[Stored data entries]
#####
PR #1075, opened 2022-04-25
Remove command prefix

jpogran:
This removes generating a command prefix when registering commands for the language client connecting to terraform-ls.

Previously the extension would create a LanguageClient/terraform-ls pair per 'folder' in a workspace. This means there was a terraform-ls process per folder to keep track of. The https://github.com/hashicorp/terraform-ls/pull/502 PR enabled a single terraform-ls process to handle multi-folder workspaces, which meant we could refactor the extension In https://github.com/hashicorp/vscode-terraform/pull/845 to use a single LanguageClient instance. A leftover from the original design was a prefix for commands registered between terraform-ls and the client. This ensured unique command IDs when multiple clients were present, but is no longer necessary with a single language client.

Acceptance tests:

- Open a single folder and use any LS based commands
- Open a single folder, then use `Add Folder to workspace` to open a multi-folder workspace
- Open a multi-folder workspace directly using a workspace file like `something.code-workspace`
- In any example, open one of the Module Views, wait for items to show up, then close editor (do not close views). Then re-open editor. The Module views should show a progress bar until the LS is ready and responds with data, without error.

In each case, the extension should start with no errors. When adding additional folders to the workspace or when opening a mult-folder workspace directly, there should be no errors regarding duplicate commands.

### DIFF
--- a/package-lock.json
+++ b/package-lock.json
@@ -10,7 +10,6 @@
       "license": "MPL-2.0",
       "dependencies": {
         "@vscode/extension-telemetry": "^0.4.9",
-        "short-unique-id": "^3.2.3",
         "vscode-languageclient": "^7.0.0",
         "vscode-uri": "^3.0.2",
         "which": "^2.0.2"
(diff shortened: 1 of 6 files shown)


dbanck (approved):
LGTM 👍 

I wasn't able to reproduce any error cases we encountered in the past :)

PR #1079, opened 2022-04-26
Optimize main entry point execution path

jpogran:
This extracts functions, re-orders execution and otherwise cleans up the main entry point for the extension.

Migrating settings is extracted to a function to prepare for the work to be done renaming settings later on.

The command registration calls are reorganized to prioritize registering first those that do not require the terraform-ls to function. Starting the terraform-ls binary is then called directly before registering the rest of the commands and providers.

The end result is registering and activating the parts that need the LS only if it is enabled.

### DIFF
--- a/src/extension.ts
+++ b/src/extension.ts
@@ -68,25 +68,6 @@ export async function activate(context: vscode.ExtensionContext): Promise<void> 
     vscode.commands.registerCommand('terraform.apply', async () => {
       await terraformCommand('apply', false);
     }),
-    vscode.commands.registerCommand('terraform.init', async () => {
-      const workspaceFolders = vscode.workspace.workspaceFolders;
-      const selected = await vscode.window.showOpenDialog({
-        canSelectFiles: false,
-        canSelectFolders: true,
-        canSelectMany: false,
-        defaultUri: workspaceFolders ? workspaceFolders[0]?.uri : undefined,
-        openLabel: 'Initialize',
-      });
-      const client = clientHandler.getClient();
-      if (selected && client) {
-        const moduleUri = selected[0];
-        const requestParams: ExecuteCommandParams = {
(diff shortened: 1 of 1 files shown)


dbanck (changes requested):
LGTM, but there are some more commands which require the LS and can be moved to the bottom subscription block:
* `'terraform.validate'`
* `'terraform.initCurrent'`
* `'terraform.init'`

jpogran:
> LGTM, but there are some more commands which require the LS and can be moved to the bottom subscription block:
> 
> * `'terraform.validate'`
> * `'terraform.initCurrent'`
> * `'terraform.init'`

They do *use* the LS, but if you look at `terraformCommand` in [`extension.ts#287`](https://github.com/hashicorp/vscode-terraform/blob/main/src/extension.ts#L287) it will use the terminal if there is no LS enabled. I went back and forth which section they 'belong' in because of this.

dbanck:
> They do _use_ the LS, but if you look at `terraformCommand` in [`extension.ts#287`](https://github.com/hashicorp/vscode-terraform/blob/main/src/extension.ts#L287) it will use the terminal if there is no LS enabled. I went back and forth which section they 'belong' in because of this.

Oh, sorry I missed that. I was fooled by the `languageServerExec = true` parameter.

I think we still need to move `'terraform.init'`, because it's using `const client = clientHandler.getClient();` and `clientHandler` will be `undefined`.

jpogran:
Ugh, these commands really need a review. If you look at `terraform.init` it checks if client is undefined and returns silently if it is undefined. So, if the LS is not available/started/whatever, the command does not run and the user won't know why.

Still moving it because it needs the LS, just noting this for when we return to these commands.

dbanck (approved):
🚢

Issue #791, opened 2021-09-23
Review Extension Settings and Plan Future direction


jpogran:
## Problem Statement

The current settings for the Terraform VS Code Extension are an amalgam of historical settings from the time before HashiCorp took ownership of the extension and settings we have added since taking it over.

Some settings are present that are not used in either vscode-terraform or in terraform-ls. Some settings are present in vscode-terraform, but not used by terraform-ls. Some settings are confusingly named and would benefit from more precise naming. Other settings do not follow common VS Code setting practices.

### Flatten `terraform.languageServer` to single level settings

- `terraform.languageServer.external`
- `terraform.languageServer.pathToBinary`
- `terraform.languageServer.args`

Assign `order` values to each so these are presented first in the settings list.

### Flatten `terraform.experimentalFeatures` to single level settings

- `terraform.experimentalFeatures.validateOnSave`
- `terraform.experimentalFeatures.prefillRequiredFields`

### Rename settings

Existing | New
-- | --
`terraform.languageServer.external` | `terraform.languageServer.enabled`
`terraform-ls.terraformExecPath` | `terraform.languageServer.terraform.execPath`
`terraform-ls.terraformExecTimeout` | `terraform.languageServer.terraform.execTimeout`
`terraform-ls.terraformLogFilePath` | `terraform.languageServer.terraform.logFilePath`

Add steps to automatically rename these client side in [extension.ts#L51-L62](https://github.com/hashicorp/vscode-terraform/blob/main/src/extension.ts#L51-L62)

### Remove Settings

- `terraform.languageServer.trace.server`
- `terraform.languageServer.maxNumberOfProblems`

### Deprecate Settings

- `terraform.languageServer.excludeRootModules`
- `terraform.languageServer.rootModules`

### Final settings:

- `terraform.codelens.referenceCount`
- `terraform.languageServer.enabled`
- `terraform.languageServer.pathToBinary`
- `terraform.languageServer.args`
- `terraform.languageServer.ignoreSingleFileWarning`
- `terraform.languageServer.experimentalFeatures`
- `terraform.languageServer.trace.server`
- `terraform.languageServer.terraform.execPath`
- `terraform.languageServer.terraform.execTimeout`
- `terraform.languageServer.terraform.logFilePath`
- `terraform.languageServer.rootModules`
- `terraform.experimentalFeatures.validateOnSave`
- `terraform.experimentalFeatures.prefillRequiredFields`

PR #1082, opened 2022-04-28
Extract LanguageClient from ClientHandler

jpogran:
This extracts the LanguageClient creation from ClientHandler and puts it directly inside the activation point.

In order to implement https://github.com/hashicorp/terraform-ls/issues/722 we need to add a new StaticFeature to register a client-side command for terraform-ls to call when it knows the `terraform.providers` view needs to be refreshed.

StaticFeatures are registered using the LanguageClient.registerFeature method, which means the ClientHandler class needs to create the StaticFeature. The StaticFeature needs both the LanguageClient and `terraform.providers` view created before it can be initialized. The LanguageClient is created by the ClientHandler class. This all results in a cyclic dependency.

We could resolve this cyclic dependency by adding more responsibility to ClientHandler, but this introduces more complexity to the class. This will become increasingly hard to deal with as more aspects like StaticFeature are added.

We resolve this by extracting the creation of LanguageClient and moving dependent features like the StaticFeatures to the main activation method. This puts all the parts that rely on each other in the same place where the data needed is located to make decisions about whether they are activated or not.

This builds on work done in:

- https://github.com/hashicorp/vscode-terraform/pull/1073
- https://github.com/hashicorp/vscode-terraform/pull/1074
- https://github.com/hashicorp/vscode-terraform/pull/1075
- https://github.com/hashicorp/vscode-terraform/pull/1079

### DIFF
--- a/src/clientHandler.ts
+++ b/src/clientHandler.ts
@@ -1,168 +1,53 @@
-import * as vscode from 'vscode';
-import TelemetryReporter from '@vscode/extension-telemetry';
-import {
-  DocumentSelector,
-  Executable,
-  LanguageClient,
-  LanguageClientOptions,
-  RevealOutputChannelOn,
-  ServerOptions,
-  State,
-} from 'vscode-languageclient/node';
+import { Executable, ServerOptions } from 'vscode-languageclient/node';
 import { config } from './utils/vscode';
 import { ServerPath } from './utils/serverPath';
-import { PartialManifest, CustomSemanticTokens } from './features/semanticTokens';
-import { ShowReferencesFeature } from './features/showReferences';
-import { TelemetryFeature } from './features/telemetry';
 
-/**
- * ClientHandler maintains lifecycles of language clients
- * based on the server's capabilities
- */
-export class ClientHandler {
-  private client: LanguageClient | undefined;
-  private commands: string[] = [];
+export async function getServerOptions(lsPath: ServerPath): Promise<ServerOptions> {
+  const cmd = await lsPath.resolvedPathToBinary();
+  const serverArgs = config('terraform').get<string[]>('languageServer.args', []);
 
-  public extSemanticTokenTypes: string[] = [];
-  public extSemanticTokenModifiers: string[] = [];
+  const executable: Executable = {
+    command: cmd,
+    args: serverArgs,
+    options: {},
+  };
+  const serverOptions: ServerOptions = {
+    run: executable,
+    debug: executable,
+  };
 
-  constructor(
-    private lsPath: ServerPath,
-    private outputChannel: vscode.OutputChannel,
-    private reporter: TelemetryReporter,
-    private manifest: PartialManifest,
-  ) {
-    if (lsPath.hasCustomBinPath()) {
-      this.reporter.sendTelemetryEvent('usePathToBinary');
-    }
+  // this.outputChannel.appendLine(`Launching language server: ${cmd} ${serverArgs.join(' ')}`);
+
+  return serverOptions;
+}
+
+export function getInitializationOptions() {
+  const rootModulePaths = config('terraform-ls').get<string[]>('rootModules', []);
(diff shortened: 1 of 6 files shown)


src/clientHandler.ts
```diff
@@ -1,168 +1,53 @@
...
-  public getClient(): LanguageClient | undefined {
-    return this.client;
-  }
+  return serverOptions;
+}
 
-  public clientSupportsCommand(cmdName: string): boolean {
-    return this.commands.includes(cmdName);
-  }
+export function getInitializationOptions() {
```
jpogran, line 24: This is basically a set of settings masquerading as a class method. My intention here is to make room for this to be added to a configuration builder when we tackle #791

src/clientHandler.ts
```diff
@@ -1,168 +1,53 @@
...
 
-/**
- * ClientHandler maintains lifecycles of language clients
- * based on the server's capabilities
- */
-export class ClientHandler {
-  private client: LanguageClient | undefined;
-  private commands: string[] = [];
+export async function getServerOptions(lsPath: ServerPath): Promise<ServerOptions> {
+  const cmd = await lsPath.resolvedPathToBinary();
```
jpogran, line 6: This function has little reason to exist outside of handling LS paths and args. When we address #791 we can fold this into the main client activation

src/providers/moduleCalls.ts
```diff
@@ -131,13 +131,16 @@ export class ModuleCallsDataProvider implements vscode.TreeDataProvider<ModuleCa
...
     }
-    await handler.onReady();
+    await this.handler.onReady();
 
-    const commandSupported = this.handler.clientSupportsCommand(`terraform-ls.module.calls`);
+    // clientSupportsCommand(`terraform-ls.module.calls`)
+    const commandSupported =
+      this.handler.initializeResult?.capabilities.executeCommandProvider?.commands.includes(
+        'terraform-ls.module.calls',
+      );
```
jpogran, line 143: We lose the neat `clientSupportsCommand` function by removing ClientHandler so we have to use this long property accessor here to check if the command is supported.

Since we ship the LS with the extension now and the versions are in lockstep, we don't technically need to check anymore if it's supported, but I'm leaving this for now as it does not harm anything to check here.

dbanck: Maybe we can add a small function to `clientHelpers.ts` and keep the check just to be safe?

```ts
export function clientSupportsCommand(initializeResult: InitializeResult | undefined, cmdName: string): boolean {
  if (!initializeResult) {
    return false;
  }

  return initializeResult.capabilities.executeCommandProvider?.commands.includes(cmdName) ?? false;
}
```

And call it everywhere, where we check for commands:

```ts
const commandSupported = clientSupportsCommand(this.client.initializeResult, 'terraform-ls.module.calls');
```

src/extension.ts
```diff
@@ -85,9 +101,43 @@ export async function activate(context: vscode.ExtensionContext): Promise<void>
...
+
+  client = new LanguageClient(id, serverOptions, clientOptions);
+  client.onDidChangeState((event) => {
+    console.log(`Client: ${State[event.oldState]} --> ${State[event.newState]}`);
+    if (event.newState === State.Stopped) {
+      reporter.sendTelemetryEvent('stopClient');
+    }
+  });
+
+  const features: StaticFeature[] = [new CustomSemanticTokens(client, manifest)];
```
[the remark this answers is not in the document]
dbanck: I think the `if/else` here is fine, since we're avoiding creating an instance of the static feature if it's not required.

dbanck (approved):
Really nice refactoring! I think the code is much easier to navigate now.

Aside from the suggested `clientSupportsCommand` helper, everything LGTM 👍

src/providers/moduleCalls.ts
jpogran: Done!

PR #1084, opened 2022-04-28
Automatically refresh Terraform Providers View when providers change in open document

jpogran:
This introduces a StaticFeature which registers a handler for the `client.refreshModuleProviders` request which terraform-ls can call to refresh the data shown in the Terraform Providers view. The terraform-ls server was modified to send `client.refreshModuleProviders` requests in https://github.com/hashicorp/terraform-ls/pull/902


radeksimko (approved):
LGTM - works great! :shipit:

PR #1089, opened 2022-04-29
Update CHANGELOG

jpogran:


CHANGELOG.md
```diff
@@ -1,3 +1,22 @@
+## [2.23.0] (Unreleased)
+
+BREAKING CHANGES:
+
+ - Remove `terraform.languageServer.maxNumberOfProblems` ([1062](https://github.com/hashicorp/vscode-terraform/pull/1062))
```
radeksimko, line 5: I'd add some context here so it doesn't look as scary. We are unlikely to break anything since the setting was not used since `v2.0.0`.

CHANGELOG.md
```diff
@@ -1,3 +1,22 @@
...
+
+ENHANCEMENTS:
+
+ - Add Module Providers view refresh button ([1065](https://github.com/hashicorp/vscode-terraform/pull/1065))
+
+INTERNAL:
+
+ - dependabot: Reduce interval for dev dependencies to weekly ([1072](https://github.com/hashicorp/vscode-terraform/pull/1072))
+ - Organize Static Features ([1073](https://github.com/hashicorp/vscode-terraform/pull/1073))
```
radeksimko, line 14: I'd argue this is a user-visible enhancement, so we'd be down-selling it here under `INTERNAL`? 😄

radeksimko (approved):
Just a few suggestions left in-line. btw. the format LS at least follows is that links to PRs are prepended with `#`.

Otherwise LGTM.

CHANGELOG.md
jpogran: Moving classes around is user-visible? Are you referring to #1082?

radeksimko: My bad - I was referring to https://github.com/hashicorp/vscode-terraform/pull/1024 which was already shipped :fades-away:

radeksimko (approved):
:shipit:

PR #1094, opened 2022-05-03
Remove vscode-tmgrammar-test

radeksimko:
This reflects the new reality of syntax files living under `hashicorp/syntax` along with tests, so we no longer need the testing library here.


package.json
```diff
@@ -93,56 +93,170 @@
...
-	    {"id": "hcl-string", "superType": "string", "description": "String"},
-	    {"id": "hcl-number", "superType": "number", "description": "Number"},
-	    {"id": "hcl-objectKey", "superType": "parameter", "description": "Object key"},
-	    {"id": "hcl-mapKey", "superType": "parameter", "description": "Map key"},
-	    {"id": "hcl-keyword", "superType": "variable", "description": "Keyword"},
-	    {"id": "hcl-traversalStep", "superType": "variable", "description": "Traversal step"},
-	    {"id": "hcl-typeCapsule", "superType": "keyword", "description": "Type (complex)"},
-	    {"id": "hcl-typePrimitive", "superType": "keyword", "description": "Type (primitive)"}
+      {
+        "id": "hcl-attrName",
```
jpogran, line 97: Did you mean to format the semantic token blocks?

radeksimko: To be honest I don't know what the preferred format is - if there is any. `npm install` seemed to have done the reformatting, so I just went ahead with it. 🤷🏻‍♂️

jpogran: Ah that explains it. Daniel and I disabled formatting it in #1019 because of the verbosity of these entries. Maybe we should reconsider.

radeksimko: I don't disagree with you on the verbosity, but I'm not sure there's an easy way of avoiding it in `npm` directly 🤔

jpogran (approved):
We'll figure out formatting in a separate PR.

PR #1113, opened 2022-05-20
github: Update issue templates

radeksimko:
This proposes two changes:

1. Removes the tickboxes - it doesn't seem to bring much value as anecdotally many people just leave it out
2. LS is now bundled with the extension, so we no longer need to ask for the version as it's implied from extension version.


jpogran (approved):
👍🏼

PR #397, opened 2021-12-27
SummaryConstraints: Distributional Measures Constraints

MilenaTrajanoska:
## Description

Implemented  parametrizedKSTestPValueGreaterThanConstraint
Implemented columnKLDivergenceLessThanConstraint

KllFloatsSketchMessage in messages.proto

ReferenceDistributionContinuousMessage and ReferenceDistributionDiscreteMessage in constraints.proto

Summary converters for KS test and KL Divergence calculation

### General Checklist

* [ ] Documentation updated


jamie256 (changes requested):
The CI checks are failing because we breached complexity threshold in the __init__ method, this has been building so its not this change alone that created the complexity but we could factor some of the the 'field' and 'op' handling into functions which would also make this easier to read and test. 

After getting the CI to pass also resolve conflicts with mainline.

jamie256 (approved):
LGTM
#####
= EXERCISE OBJECTIVE =
The lines to copy are those in the records above containing the word "context".

= SOLUTION BELOW =
@@ -68,25 +68,6 @@ export async function activate(context: vscode.ExtensionContext): Promise<void> 
@@ -85,9 +101,43 @@ export async function activate(context: vscode.ExtensionContext): Promise<void>
radeksimko, line 5: I'd add some context here so it doesn't look as scary. We are unlikely to break anything since the setting was not used since `v2.0.0`.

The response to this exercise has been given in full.